*Problem details*. Look below for lines that hold the string "sqlite" and copy each one.

(Collected data entries)
PR #53448, opened 2024-01-07
[Cache] Add support for using DSN with `PDOAdapter`

### LINKED ISSUE #52460: [Cache] Using DSN with PDOAdapter

`>=5.4`

### Description

According to [the docs](https://symfony.com/doc/5.4/cache.html) it should be possible to use DSN to configure the PDOAdapter, how an exception is thrown instead:

```
  Unsupported DSN: it does not start with "redis[s]:", "memcached:" nor "couchbase:".
```

This happens because the `AbstractAdapter::createConnection()` supports only certain adapters:

https://github.com/symfony/symfony/blob/58353d12dabe6c5aba30866f8e693d1ce0949126/src/Symfony/Component/Cache/Adapter/AbstractAdapter.php#L127-L144

I'm not sure if this is a bug in the documentation (and possible new feature) or a bug in the code.

### How to reproduce

```yaml
framework:
  cache:
    pools:
      my.cache:
        adapter: cache.adapter.pdo
        provider: "pgsql:host=localhost;port=5432;dbname=postgres;user=postgres;password=pass"
```

```php
#[AsCommand('app:test')]
class TestCommand extends Command
{
    public function __construct(
        #[Autowire(service: 'my.cache')] private CacheInterface $cache,
    ) {
        parent::__construct();
    }

    {
        return Command::SUCCESS;
    }
}
```

### Possible Solution

Add the necessary logic to `AbstractAdapter::createConnection()`.

### Additional Context

_No response_

HypeMC:
| Q             | A
| ------------- | ---
| Branch?       | 7.1
| Bug fix?      | no
| New feature?  | yes
| Deprecations? | no
| Issues        | Fix #52460
| License       | MIT

Adds support for using DSN with the `PDOAdapter`:

```yaml
framework:
  cache:
    pools:
      my.cache:
        adapter: cache.adapter.pdo
        provider: "pgsql:host=localhost;port=5432;dbname=postgres;user=postgres;password=pass"
```

### DIFF
--- a/src/Symfony/Component/Cache/Adapter/AbstractAdapter.php
+++ b/src/Symfony/Component/Cache/Adapter/AbstractAdapter.php
@@ -124,8 +124,11 @@ abstract class AbstractAdapter implements AdapterInterface, CacheInterface, Logg
 
             return CouchbaseCollectionAdapter::createConnection($dsn, $options);
         }
+        if (preg_match('/^(mysql|oci|pgsql|sqlsrv|sqlite):/', $dsn)) {
+            return PdoAdapter::createConnection($dsn, $options);
+        }
 
-        throw new InvalidArgumentException('Unsupported DSN: it does not start with "redis[s]:", "memcached:" nor "couchbase:".');
+        throw new InvalidArgumentException('Unsupported DSN: it does not start with "redis[s]:", "memcached:", "couchbase:", "mysql:", "oci:", "pgsql:", "sqlsrv:" nor "sqlite:".');
     }
 
     public function commit(): bool
--- a/src/Symfony/Component/Cache/Adapter/PdoAdapter.php
+++ b/src/Symfony/Component/Cache/Adapter/PdoAdapter.php
@@ -89,6 +89,18 @@ class PdoAdapter extends AbstractAdapter implements PruneableInterface
         parent::__construct($namespace, $defaultLifetime);
     }
 
+    public static function createConnection(#[\SensitiveParameter] string $dsn, array $options = []): \PDO|string
+    {
+        if ($options['lazy'] ?? true) {
+            return $dsn;
+        }
+
+        $pdo = new \PDO($dsn);
+        $pdo->setAttribute(\PDO::ATTR_ERRMODE, \PDO::ERRMODE_EXCEPTION);
+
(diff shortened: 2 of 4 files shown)


src/Symfony/Component/Cache/Adapter/PdoAdapter.php
```diff
@@ -89,6 +89,18 @@ public function __construct(#[\SensitiveParameter] \PDO|string $connOrDsn, strin
         parent::__construct($namespace, $defaultLifetime);
     }
 
+    public static function createConnection(#[\SensitiveParameter] string $dsn, array $options = []): \PDO|string
+    {
+        if ($options['lazy'] ?? false) {
+            return $dsn;
```
HypeMC, line 95: I think it makes the most sense to just return the DSN when `lazy` is `true` since the adapter itself supports this and creates the connection lazily.

src/Symfony/Component/Cache/Adapter/AbstractAdapter.php
```diff
@@ -124,8 +124,17 @@ public static function createConnection(#[\SensitiveParameter] string $dsn, arra
 
             return CouchbaseCollectionAdapter::createConnection($dsn, $options);
         }
+        if (
+            str_starts_with($dsn, 'mysql:')
```
stloyd: Wouldn't preg_match be faster than 5 calls?

HypeMC: Good idea, done

src/Symfony/Component/Cache/Adapter/PdoAdapter.php
nicolas-grekas: this should be the default to me

stloyd (approved):

src/Symfony/Component/Cache/Adapter/PdoAdapter.php
HypeMC: Done

nicolas-grekas (approved):

fabpot (approved):

fabpot:
Thank you @HypeMC.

*Result of the exercise*.
+        if (preg_match('/^(mysql|oci|pgsql|sqlsrv|sqlite):/', $dsn)) {
+        throw new InvalidArgumentException('Unsupported DSN: it does not start with "redis[s]:", "memcached:", "couchbase:", "mysql:", "oci:", "pgsql:", "sqlsrv:" nor "sqlite:".');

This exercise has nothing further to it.